Qoyyid ini mengecualikan akad utang-piutang. Akad utang piutang itu mendekati jual beli. Ada praktek tamlik & tamalluk, mu’awadhoh & maliyah. Misalnya adalah saya hutang satu juta. Maka ini tamlik & tamalluk, tapi tidak dalam motif/dilaksanakan unsur maliyah, tapi unsur tabarru’-nya.
Dalam akad jual beli tidak begitu. Dalam jual beli itu dimungkinkan, mabi’ yang diperjual belikan punya nilai lebih tinggi/rendah. Karakter jual beli itu profit (ambil keuntungan). Maka, ittijar itu jual beli pasti orientasinya adalah profit, bukan tabarru’ (berderma). Misal, saya beli songkok lalu dijual satu juta, itu boleh. Tapi menurut Imam al-Ghazali, jangan lebih dari 1/3 dari labanya karena itu tidak baik.
Kalau hutang dilandaskan profit maka itu dinamakan riba. ربا القرض dengan bai’ itu ada kemiripan dan memang sudah terjadi sejak zaman jahiliyah. Oleh karena itu, orang-orang musyrik saat turun larangan riba, mereka menyangkan : انما البيع مثل الربا. Lalu apa perbedaan dari bai’ dan riba ?
a. Kalau saya punya sarung harganya sepuluh ribu lalu dijual dua puluhribu, maka boleh dan tidak haram.
b. Kalau saya punya uang sepuluh ribu dan saya hutangkan dengan syarat orang yang berhutang nanti wajib mengembalikan dua puluh ribu, maka itu tidak boleh.

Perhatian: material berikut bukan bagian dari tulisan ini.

PR #4316, opened 2026-03-23
Replace webhook.Principal with auth.Identity

### LINKED ISSUE #4315: Replace webhook.Principal with auth.Identity
## Problem

PR #3840 introduced `webhook.Principal` in `pkg/webhook/types.go`, but `auth.Identity` in `pkg/auth/identity.go` already represents the same concept. `webhook.Principal` is a strict subset:

| Field | `auth.Identity` | `webhook.Principal` |
|---|---|---|
| Subject | `Subject string` | `Sub string` |
| Name | `Name string` | `Name string` |
| Email | `Email string` | `Email string` |
| Groups | `Groups []string` | `Groups []string` |
| Claims | `Claims map[string]any` | `Claims map[string]any` |
| Token | `Token string` | — |
| TokenType | `TokenType string` | — |
| Metadata | `Metadata map[string]string` | — |

Having two types means:
- Identity changes must be kept in sync across both
- The middleware layer will need a mapping function to convert between them
- Consumers need to know which type to use in which context

## Proposed fix

Replace `webhook.Principal` with `auth.Identity` in the `webhook.Request` struct. The extra fields on `Identity` (Token, TokenType, Metadata) can be left empty when constructing the webhook request — the JSON `omitempty` tags on `Identity.MarshalJSON` already handle redaction/omission.

## Files affected

- `pkg/webhook/types.go` — remove `Principal` struct, import `auth.Identity`
- `pkg/webhook/client_test.go` — update test fixtures

JAORMX:
## Summary

- The webhook package (merged in #3840) defined its own `Principal` struct, but `auth.Identity` already represents the same concept with a superset of fields. Maintaining two parallel identity types creates sync burden and will require conversion logic when the middleware layer wires them together.
- Remove `webhook.Principal` and change `Request.Principal` to use `*auth.Identity` directly. Update all test fixtures accordingly.

Closes #4315

## Type of change

## Test plan

## Changes

| File | Change |
|------|--------|
| `pkg/webhook/types.go` | Remove `Principal` struct, change `Request.Principal` type to `*auth.Identity`, add `pkg/auth` import |
| `pkg/webhook/client_test.go` | Replace `&Principal{Sub: "user1"}` with `&auth.Identity{Subject: "user1"}` (5 instances), add `pkg/auth` import |

- No import cycle: `pkg/auth` imports only stdlib.
- The JSON field name changes from `"sub"` to `"subject"` in the webhook payload. This is acceptable because the webhook API is pre-release (`v0.1.0`) with no external consumers yet.
- `auth.Identity` has a custom `MarshalJSON` that redacts `Token` — this is a feature, not a problem, since tokens should never leak into webhook payloads.
- `auth.Identity.MarshalJSON` emits all fields (including empty ones) rather than using `omitempty`. This is slightly more verbose but consistent with how identity is serialized elsewhere.

### DIFF
--- a/pkg/webhook/types.go
+++ b/pkg/webhook/types.go
@@ -119,7 +119,8 @@ type Request struct {
 	// Timestamp is when the request was created.
 	Timestamp time.Time `json:"timestamp"`
 	// Principal contains the authenticated user's identity information.
-	Principal *auth.Identity `json:"principal"`
+	// Uses PrincipalInfo (not Identity) so credentials never enter the webhook payload.
+	Principal *auth.PrincipalInfo `json:"principal"`
 	// MCPRequest is the raw MCP JSON-RPC request.
 	MCPRequest json.RawMessage `json:"mcp_request"`
 	// Context provides additional metadata about the request origin.
--- a/pkg/audit/auditor_test.go
+++ b/pkg/audit/auditor_test.go
@@ -482,10 +482,12 @@ func TestExtractSubjects(t *testing.T) {
 
 		req := httptest.NewRequest("GET", "/test", nil)
 		identity := &auth.Identity{
-			Subject: claims["sub"].(string),
-			Name:    claims["name"].(string),
-			Email:   claims["email"].(string),
-			Claims:  claims,
+			PrincipalInfo: auth.PrincipalInfo{
+				Subject: claims["sub"].(string),
+				Name:    claims["name"].(string),
+				Email:   claims["email"].(string),
+				Claims:  claims,
+			},
 		}
 		ctx := auth.WithIdentity(req.Context(), identity)
 		req = req.WithContext(ctx)
@@ -507,8 +509,10 @@ func TestExtractSubjects(t *testing.T) {
 
 		req := httptest.NewRequest("GET", "/test", nil)
 		identity := &auth.Identity{
-			Subject: claims["sub"].(string),
-			Claims:  claims,
+			PrincipalInfo: auth.PrincipalInfo{
+				Subject: claims["sub"].(string),
+				Claims:  claims,
+			},
 		}
 		ctx := auth.WithIdentity(req.Context(), identity)
 		req = req.WithContext(ctx)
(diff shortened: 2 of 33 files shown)


JAORMX:
@Sanskarzz did this one as a follow up of your previous PR introducing the webhook fundamentals.

Sanskarzz:
> @Sanskarzz did this one as a follow up of your previous PR introducing the webhook fundamentals.

@JAORMX, thanks for the ping! Great catch on the duplicate identity types. Unifying them into `auth.Identity` definitely simplifies things and avoids the sync burden you mentioned in the issue. I've taken a quick look at the PR, and the approach looks solid. Thank you for the cleanup!

pkg/webhook/types.go
```diff
@@ -117,28 +119,13 @@ type Request struct {
 	// Timestamp is when the request was created.
 	Timestamp time.Time `json:"timestamp"`
 	// Principal contains the authenticated user's identity information.
-	Principal *Principal `json:"principal"`
+	Principal *auth.Identity `json:"principal"`
```
jhrozek: `auth.Identity` carries a `Token` field with the raw JWT. `MarshalJSON` redacts it to `"REDACTED"`, but the old `Principal` had no token field at all — the credential never entered the struct.

Does it matter that we're now sending `token` (even redacted), `tokenType`, and `metadata` to external webhook endpoints? The consumer doesn't use any of these. Might be worth stripping the token before building the webhook request, or using a projection that only includes the fields webhook receivers actually need.

pkg/webhook/types.go
```diff
@@ -117,28 +119,13 @@ type Request struct {
...
-	// Groups is a list of groups the user belongs to.
-	Groups []string `json:"groups,omitempty"`
-	// Claims contains additional identity claims. Using map[string]any to support
-	// real-world JWT claims which may carry non-string values (arrays, numbers, booleans).
-	Claims map[string]any `json:"claims,omitempty"`
-}
-
 // RequestContext provides metadata about the request origin and environment.
 type RequestContext struct {
 	// ServerName is the ToolHive/vMCP instance name handling the request.
```
jhrozek, line 132: This changes the wire format of `principal` — `"sub"` becomes `"subject"`, empty fields are no longer omitted, and there are new fields (`token`, `tokenType`, `metadata`). No consumers yet so probably fine, but is this intentional?

JAORMX:
@jhrozek I changed the approach to add a subset of the principal to the auth package itself and make the Identity struct take that into use. I believe this is more re-usable.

Jadi jawabannya, واحل الله البيع مثل الربا
Karena motivasinya/landasan dari bai’ itu adalah profit. Sedangkan landasan dari qord itu derma/tolong menolong, bukan malah cari kesempatan. Sehingga tidak boleh mengambil untuk sedikitpun dari muqrid (orang yang menghutangkan) kepada muqtarid (orang yang berhutang).